PR #99, opened 2025-04-08
add rustc-dev component to rust-toolchain.toml

spernsteiner:
This causes rustup to install the component automatically the first time a Rust tool is run in the mir-json directory.


rust-toolchain.toml
```diff
@@ -1,2 +1,3 @@
 [toolchain]
 channel = "nightly-2025-02-16"
+components = ["rustc-dev"]
```
RyanGlScott, line 3: I think this should include `rust-src` as well, as that is now a requirement to run `mir-json-translate-libs` (see #93).

RyanGlScott (approved):

qsctr (approved):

──────

WHAT YOU NEED TO DO —
From the first line through the last, give the data above again exactly.

REPLY —
PR #99, opened 2025-04-08
add rustc-dev component to rust-toolchain.toml

spernsteiner:
This causes rustup to install the component automatically the first time a Rust tool is run in the mir-json directory.


rust-toolchain.toml
```diff
@@ -1,2 +1,3 @@
 [toolchain]
 channel = "nightly-2025-02-16"
+components = ["rustc-dev"]
```
RyanGlScott, line 3: I think this should include `rust-src` as well, as that is now a requirement to run `mir-json-translate-libs` (see #93).

RyanGlScott (approved):

qsctr (approved):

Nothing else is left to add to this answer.